Start of Records supplied

Issue #4297, opened 2025-04-22
Badge colour is not working with `bootstrap@5.3.x`


namti:
- components: `Badge`
- reactstrap version `9.2.3`
- import method `es`
- react version `18.2.0`
- bootstrap version `5.3.3`

### What is happening?

The new `bootstrap@5.3.x` has changed the class name from `bg-{color}` to `text-bg-{color}`

When use 
```jsx
<Badge color="warning" className="rounded-pill">DEV</Badge>
```
The text color is not correct.

![Image](https://github.com/user-attachments/assets/11b50161-0fdd-476b-83f8-ac585b6b2a29)

The colour is expected to be:

![Image](https://github.com/user-attachments/assets/3c7cbc71-46c6-41c1-bb37-480cbb7c5b37)

### Code

HTML generated by `reactstrap@9.2.3`

```html
<span class="badge bg-warning rounded-pill">DEV</span>
```

Should be:

```html
<span class="badge text-bg-warning rounded-pill">DEV</span>
```

PR #4337, opened 2025-07-26
bugfix Badge colour is not working with bootstrap@5.3.x #4297

elaboratecon:
…lor standards on the badge component

- [x] Bug fix 
- [ ] New feature 
- [ ] Chore 
- [ ] Breaking change 


elaboratecon:
This addresses issue #4297 

I reproed the issue using Codesandbox, first modifying package.json and associated code to reflect the library versions listed in the issue:
[https://codesandbox.io/p/devbox/blazing-currying-lzk4ky?workspaceId=ws_FCSZKN4NMddcmrKh6txxF4](url)

This updates the color class from the deprecated bg-color (ie "bg-warning") to match Bootstrap's 5.3.x standards (ie "text-bg-warning"):
[https://getbootstrap.com/docs/5.3/components/badge/](url)

Apologies for the crazy branch name.

nachogarciait (approved):

src/Badge.js
```diff
@@ -38,7 +38,7 @@ function Badge(props) {
     classNames(
       className,
       'badge',
-      'bg-' + color,
+      'text-bg-' + color,
```
deAtog: The `text-bg-*` classes were added 5.2.0, for this to be compatible with all versions of 5.x it would need to use the bg-* classes and add the `text-dark` class if the color is `info`, `warning`, or `light` like shown here: https://getbootstrap.com/docs/5.1/components/badge/#background-colors Otherwise, for those using Bootstrap 5.1.x this would be a breaking change.

Admittedly, if ReactStrap had a peerDependency on which version of Bootstrap it was compliant with we would know whether or not we could directly target 5.2.x and newer.. ¯\_(ツ)_/¯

End of Records supplied

**Exercise goal**
In the entries above, find each line with the word "would" and show it.

**Result of the exercise**
deAtog: The `text-bg-*` classes were added 5.2.0, for this to be compatible with all versions of 5.x it would need to use the bg-* classes and add the `text-dark` class if the color is `info`, `warning`, or `light` like shown here: https://getbootstrap.com/docs/5.1/components/badge/#background-colors Otherwise, for those using Bootstrap 5.1.x this would be a breaking change.
Admittedly, if ReactStrap had a peerDependency on which version of Bootstrap it was compliant with we would know whether or not we could directly target 5.2.x and newer.. ¯\_(ツ)_/¯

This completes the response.